*** Records for the exercise

PR #143, opened 2023-06-14
[capture] Removes variable reset_firmware

### LINKED ISSUE #105: [ecdsa] Don't reset target between traces
It seems the target is currently reset between capturing different traces or trace segments which leads to very low performance as the binary needs to be transferred over SPI for every segment. We should look into changing the capture setup to not require a reset of the target between segments.

vrozic:
Code-cleanup for capture.py.
Removes variable reset_firmware as discussed in issue #105 

Closes #105

### DIFF
--- a/cw/capture.py
+++ b/cw/capture.py
@@ -1145,10 +1145,6 @@ def capture_otbn_vertical(ot, ktp, fw_bin, pll_frequency, capture_cfg, device_cf
     if capture_cfg["use_fixed_key_iter"] is not False:
         raise RuntimeError('use_fixed_key_iter must be set to false!')
 
-    # This determines if we want to reprogram the firmware
-    # before every sign operation.The default value is false.
-    reset_firmware = False
-
     # OTBN operations are long. CW-Husky can store only 131070 samples
     # in the non-stream mode.
     fifo_size = 131070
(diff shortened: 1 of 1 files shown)


vogelpi (approved):
LGTM, thanks @vrozic !

cw/capture.py
```diff
@@ -1772,17 +1762,10 @@ def capture_ecdsa_sections(ot, fw_bin, pll_frequency, num_sections, secret_k, pr
...
     """
 
-    # This determines if we want to reprogram the firmware
-    # before every sign operation.The default value is false.
-    reset_firmware = False
-
     # Create a temporary buffer to keep the collected sections
     tmp_buffer = np.array([])
     for ii in range(num_sections):
         # Reflash the firmware and set the CW310 pll frequency
```
vogelpi, line 1768: I think also this comment needs to be removed. Similar occurrence below.

cw/capture.py
```diff
@@ -2133,9 +2112,6 @@ def capture_ecdsa_stream(ot, fw_bin, pll_frequency, capture_cfg):
         # Create an arrey to keep the traces
         waves = np.array([])
         # Reflash the firmware and set the CW310 pll frequency
```
vogelpi, line 2114: See here

cw/capture.py
vrozic: Agreed, I've removed this comment in both places with the latest change

PR #144, opened 2023-06-23
[tvla] Bug Fix

vrozic:
A bug was introduced to tvla in PR #134 when removing references to mode["otbn_modinv"].
It seems that a part of the condition was not deleted in one of the if branches, which results in an error when running tvla for KMAC.
This commit fixes the condition.


vrozic:
> Oh no... that was my fault, sorry for that. I just missed this one. Thanks for fixing it @vrozic !!

No worries. This bug actually helped me identify a problem with our CI, so it's good that it happened.
Thanks for the review.

PR #145, opened 2023-06-26
[ci] Adds a CI test - opening KMAC project

vrozic:
This test checks if the KMAC project can be succesfully opened by the tvla analysis script.


vrozic:
Currently, CI tests for `tvla.py` are only covering the mode when input data is loaded from the histogram file. About 25 % of the tvla code is in the `if` branch which is completely skipped in this case. This has lead to at least one bug being introduced and unnoticed for a long time.
To improve the code coverage, I've added a test that loads traces from a project rather than histograms. This should hopefully help us avoid new bugs in the future.

I plan to do some `tvla.py` code clean-up and restructuring in the near future; this is to ensure that things still work afterwards.

cw/tvla.py
```diff
@@ -776,6 +776,8 @@ def run_tvla(ctx: typer.Context):
                                             x_axis)
                 for i in range(0, num_samples, sample_step_ttest))
             ttest_trace = np.concatenate((ttest_trace[:]), axis=3)
+            log.info("Saving T-test")
+            np.save('tmp/ttest.npy', ttest_trace)
```
vogelpi, line 780: Oh, now I understand the problem. In CI we are doing a first call to the tvla script (which previously wouldn't update the `tmp/ttest.npy`)  including leakage detection. Since the tvla script always succeeds and we didn't want to parse  the log file to extract the pass/fail result, we added a separate leakage detection function that loads `tmp/ttest.npy`. And this was now using the old result from the previous CI test which is why you had to add this `np.save()` command here.

vogelpi: An alternative solution to this would have been to call the tvla script for this particular new test with `--save_to_disk` and then adapt the CI custom leakage detection function to also operate on the `ttest-step.npy` file).

vogelpi (approved):
Thanks @vrozic , this required some serious debugging. Glad to see that you debugged the issue and found a solution. LGTM!

cw/tvla.py
vrozic: > An alternative solution to this would have been to call the tvla script for this particular new test with `--save_to_disk` and then adapt the CI custom leakage detection function to also operate on the `ttest-step.npy` file).

Good idea. I will look into this when I implement tests for the step feature. Unfortunately, it seems that, at this moment, we can generate `ttest-step.npy` only if we are also saving leakage histograms in the output file (another strange feature of `tvla.py`). I'll add this to the tracking issue #72 to clean-up later.

PR #147, opened 2023-07-27
[capture] Replace pyxkcp.kmac128 with pycryptodome

vrozic:
Capture setup for kmac was developed a long time ago, before pycryprodome supported KMAC128. As a temporary solution we used pyXKCP to verify the computation result.
In the meantime KMAC128 was added to the latest version of pycryptodome.

This PR replaces calls to pyxkcp.kmac128 with the pycryptodome calls.

I've tested the modified capture functions on FPGA and it all works properly.


vrozic:
> . Should we also add a minimum version to pycryptodome,

Yes of course. I've now added minimal version 3.12.0
Thanks @m-temp  for catching this.


> we should deal with those leftovers in a second commit/PR/issue.
Indeed, I've added a second commit that removes the files.

m-temp (approved):
LGTM. I've tested the changes locally and they are still running :)
Thx @vrozic  for taking care of this!

Issue #189, opened 2017-10-18
[Version 4.0.0] Upgrade unit-tests to PHPUnit v6


Potherca:
As discussed in #186, when `ramsey/uuid` v4 is released it would be advisable to upgrade to PHPUnit 6.4 (as support for PHPUnit 5 ends in February 2018).

In order to make tests run under PHPUnit 6, some calls will need to be changed (as PHPUnit 6 removes a lot of things that have been deprecated under PHPUnit 5).

A full list of changes across PHPUnit versions can [be found here](https://gist.github.com/Potherca/1533bde47294a2bb860b18431d2c6291).

The most important changes are:

- [x] Require PHPUnit `^6.4` (and thus PHP `^7.0`) in the `composer.json` file
- [x] `PHPUnit_Framework_TestCase` no longer exists
- [x] `TestCase::setExpectedException()` has been replaced with `TestCase::expectException()`
- [x] `TestCase::getMock()` has been replaced with `TestCase::getMockBuilder()->getMock()` or `TestCase::createMock` (fixed in #188, not yet merged to `master` or `4.x` branches).

Maybe superfluous to state, but any pull-requests for these changes should be opened against the `4.x` branch (not the `master` branch).

ethanbray:
Are you working on this personally? I would be willing to make these changes myself, just don't want to duplicate work you've already done.

Potherca:
I have not started any serious work on any of the other items. I was waiting for #188 to get merged before devoting more time to this issue.

ramsey:
I've just merged in #188 to master. Thanks for the reminder!

ramsey:
I decided to update the 4.x branch so that it only runs builds on PHP 7 and up. In the process, I bumped up all the dev packages and fixed the build failures. My changes may have checked off everything on your list.

The only thing I didn't do was use `^6.4` for PHPUnit; I used `^6.0`. If you'd like to upgrade it to `^6.4`, that'd be great. If there are new PHPUnit features you'd like to introduce to the 4.x branch, since we're now on the 6 series of PHPUnit, please feel free.

Thanks!

Potherca:
I've opened a PR (#191) to update PHPUnit on the `4.x` branch to version `^6.4`.
Once that has been merged this issue can be closed.

ramsey:
I'm closing this issue, since it's completed. Thanks!

PR #191, opened 2017-11-09
Bumps `phpunit/phpunit` development dependency to version 6.4

Potherca:
Fixes last item from #189.


ramsey:
Thanks for bumping the PHPUnit version.

I noticed that GitHub is placing an "Unverified" tag on your commits because your PGP/GPG key has expired. You might want to take a look at that.

Potherca:
Thanks for pointing out the expired GPG key. Fixed now.

PR #193, opened 2017-11-10
Add XSD schema to phpunit.xml.dist config

mhujer:
- added XSD schema, so it can be validated (and PHPStorm provides
   auto-completion)
- dropped backupGlobals option, because false is the default value


ramsey:
I was unaware of the XSD schema for phpunit.xml. Thanks!

PR #194, opened 2017-11-10
Drop paragonie/random_compat from dependencies

mhujer:
It is not necessary anymore, because the minimal required version was already set to 7.0


ramsey:
Thanks!

PR #195, opened 2017-11-10
Drop remnants of HHVM from tests

mhujer:
It was removed from Travis in c479cdd42f53c98b7f93209131c37b436503f808, so I think the extra conditions can also be dropped from the tests.


ramsey:
Thanks!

******

▶ What to do
Look above for the line that contains "I've opened a". Starting there, transcribe every line exactly until you have copied the line that contains "auto-completion)".

▶ Result of the exercise
I've opened a PR (#191) to update PHPUnit on the `4.x` branch to version `^6.4`.
Once that has been merged this issue can be closed.

ramsey:
I'm closing this issue, since it's completed. Thanks!

PR #191, opened 2017-11-09
Bumps `phpunit/phpunit` development dependency to version 6.4

Potherca:
Fixes last item from #189.


ramsey:
Thanks for bumping the PHPUnit version.

I noticed that GitHub is placing an "Unverified" tag on your commits because your PGP/GPG key has expired. You might want to take a look at that.

Potherca:
Thanks for pointing out the expired GPG key. Fixed now.

PR #193, opened 2017-11-10
Add XSD schema to phpunit.xml.dist config

mhujer:
- added XSD schema, so it can be validated (and PHPStorm provides
   auto-completion)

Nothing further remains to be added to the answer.